There is no known cause of autism spectrum disorder and no cure. The number of children with autism spectrum disorder is increasing rapidly — in 2000, 1 in 150 children received a diagnosis, now it is 1 in 68.
Currently, the Center for Disease Control tracks ASD diagnoses in 11 states. Yet, in order to track its prevalence and distribution, researchers need to scour through thousands of pages of often complex records.
A team of UA researchers aims to change that.
“Our project hopes to make that process a lot faster, cheaper, easier, and bigger,” said Gondy Leroy, a professor of management information systems in the Eller College of Management.
The project is being funded by a grant of $292,404 from the Agency for Healthcare Research and Quality, a part of the U.S. Department of Health and Humans Services.
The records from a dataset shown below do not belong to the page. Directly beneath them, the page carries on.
PR #8411, opened 2019-01-29
[1LP][RFR] Group enhancement

digitronik:
Purpose or Intent
=================
- Added `MutiBoxOrderedSelect` selection widget in `wt.miq`
- Enhance Button group create method with selection
- Added new test for  checking ordered changes

{{pytest: cfme/tests/automate/custom_button/test_buttons.py::test_custom_button_order_sort -v}}

### DIFF
--- a/cfme/automate/buttons.py
+++ b/cfme/automate/buttons.py
@@ -26,8 +26,8 @@ from cfme.utils.appliance.implementations.ui import CFMENavigateStep
 from cfme.utils.appliance.implementations.ui import navigate_to
 from cfme.utils.appliance.implementations.ui import navigator
 from cfme.utils.update import Updateable
-from widgetastic_manageiq import MultiBoxOrderedSelect
 from widgetastic_manageiq import FonticonPicker
+from widgetastic_manageiq import MultiBoxOrderedSelect
 from widgetastic_manageiq import PotentiallyInvisibleTab
 from widgetastic_manageiq import RadioGroup
 from widgetastic_manageiq import SummaryFormItem
@@ -713,12 +713,13 @@ class ButtonGroup(BaseEntity, Updateable):
         image: Icon of Group.
         display: Group name display on Button.
         icon_color: Icon Color of Group.
+        assign_buttons: List of assigned buttons to Group.
     """
 
     text = attr.ib()
     hover = attr.ib()
     type = attr.ib()
-    image = attr.ib()
+    image = attr.ib(default="fa-user")
     display = attr.ib(default=None)
     icon_color = attr.ib(default=None)
     assign_buttons = attr.ib(default=None)
@@ -803,21 +804,6 @@ class ButtonGroupCollection(BaseCollection):
     TENANT = "Tenant"
     TEMPLATE_IMAGE = "VM Template and Image"
     VM_INSTANCE = "VM and Instance"
-
-    def instantiate(
-        self,
-        text,
-        hover,
-        type,
-        image="fa-user",
-        display=None,
-        icon_color=None,
-        assign_buttons=None,
-    ):
-        self.type = type
-        return self.ENTITY.from_collection(
-            self, text, hover, type, image, display, icon_color, assign_buttons
-        )
 
     def create(
         self,
--- a/cfme/automate/buttons.py
+++ b/cfme/automate/buttons.py
@@ -26,6 +26,7 @@ from cfme.utils.appliance.implementations.ui import CFMENavigateStep
 from cfme.utils.appliance.implementations.ui import navigate_to
 from cfme.utils.appliance.implementations.ui import navigator
 from cfme.utils.update import Updateable
+from widgetastic_manageiq import ButtonMultiBoxSelect
 from widgetastic_manageiq import FonticonPicker
 from widgetastic_manageiq import PotentiallyInvisibleTab
 from widgetastic_manageiq import RadioGroup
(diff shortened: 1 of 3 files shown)


widgetastic_manageiq/__init__.py
```diff
@@ -5141,3 +5141,63 @@ def click_body_action(self):
 
     def click(self):
         return self.click_title()
+
+
+class MultiBoxOrderedSelect(MultiBoxSelect):
```
sshveta: Question : There is already a widget called MultiBoxSelect . 
Can you modify that  to your requirements ?

digitronik: Yes, I am modifying `MultiBoxSelect`... Its not fallowing `sequence` of values... So its different than that widget. It will take care of `Order` of values... pointing index of values.

sshveta: :+1:

widgetastic_manageiq/__init__.py
```diff
@@ -5141,3 +5141,63 @@ def click_body_action(self):
...
+            available_items=available_items,
+            chosen_items=chosen_items,
+            move_into=move_into,
+            move_from=move_from,
+            logger=logger,
+        )
+        self.move_up = move_up
+        self.move_down = move_down
+
+    def fill(self, values):
```
jawatts: **Question** Could you use `DefaultFillViewStrategy` here? Define that in the `MultiBoxSelect` class?

mshriver: I think this is required, this (and `MultiBoxSelect`) need to use fill_strategy to define this, as it doesn't handle before_fill/after_fill calls and breaks some expectations of filling widgets.

dajoRH:
*CFME QE Bot*

widgetastic_manageiq/__init__.py
digitronik: > **Question** Could you use `DefaultFillViewStrategy` here? Define that in the `MultiBoxSelect` class?
@jawatts as per me. when we not specify any `fill_strategy` then `DefaultFillViewStrategy` will select by default. For reference please check `View` from `wt.core`.

digitronik: > I think this is required, this (and `MultiBoxSelect`) need to use fill_strategy to define this, as it doesn't handle before_fill/after_fill calls and breaks some expectations of filling widgets.

@mshriver I am confused about this. I tried to understand but fails as `before_fill` and `after_fill` are hooks; which I am not using. He we are checking order with values not just values. Can you please help me to understand this? I would like to improve this.

digitronik:
for now moving to rfr please free to move wip.

cfme/automate/buttons.py
```diff
@@ -795,19 +802,33 @@ class ButtonGroupCollection(BaseCollection):
     TEMPLATE_IMAGE = "VM Template and Image"
     VM_INSTANCE = "VM and Instance"
 
-    def instantiate(self, text, hover, type, image=None, display=None, icon_color=None):
+    def instantiate(
+        self,
+        text,
+        hover,
+        type,
+        image="fa-user",
```
mshriver: I don't think this is the correct way to define this collection ENTITY's attributes.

Her team is creating Natural Language Processing algorithms that can “read” the text of electronic health records and identify mentions of the criteria that are used to diagnose ASD.
Leroy, alongside Mihai Surdeanu, an associate professor of computer science, is responsible for developing the algorithms.
The team also includes Sydney Pettygrove, assistant professor in the UA Zuckerman College of Public Health, who helps provide the electronic health records and Maureen Kelly Galindo, genetics and developmental research coordinator in the UA College of Medicine, who provides clinical feedback on the analysis of the health records.
Two months into the two-year project, Leroy said they have an algorithm that can successfully identify and annotate some of the diagnostic criteria for ASD.
They are currently working on training a machine learning algorithm which can learn from its mistaken identification and do better in the future.
One of the diagnostic criteria the algorithm will look for in the health records is if children make eye contact with their caregiver. This measure of decreased social interaction can be written by doctors and psychologists in many different ways.
One of the challenges for the algorithm is to be able to correctly identify all these different phrases — something that comes naturally to human researchers.
Another challenge is providing the learning algorithms with a sufficient number of examples of all 12 diagnostic criteria for ASD, even those that are very rare, for it to be able to recognize in the future.
As of now, the team is working with a small sample of Arizona health records.
“Ideally, we want to scale up and go as big as the entire United States,” Leroy said. “Then we could test whether something in the environment is affecting ASD.”
With the current data, Leroy plans to conduct a set of case studies to determine how ASD diagnosis has changed over time or based on who is doing the diagnosing.
According to Pettygrove, the recent increase in ASD diagnosis could be attributed to a greater awareness of the disorder among the population and doctors. For example the number of non-Hispanic white children diagnosed with ASD used to be 3.8 percent more than Hispanic children. That gap has since narrowed.
Yet, Pettygrove said she cannot rule out environmental or regional factors that could be the cause of ASD.
A future case study with the help of data collected from this algorithm could help answer these questions Leroy said.
Pettygrove also said they are studying how the language used to describe ASD has changed over the years.
More critically, this technology could be used to help flag cases of ASD from healthcare records and help lead to earlier diagnoses of ASD and earlier treatment interventions for children, Pettygrove said.
“Children who are evaluated earlier in life and receive services at a younger age do better in the long run,” Pettygrove said.
In the future, Leroy believes this algorithm could also benefit the study and diagnosis of mental illnesses. If it can lead to earlier and increased services for children with ASD, it could do the same to help those suffering from mental illness.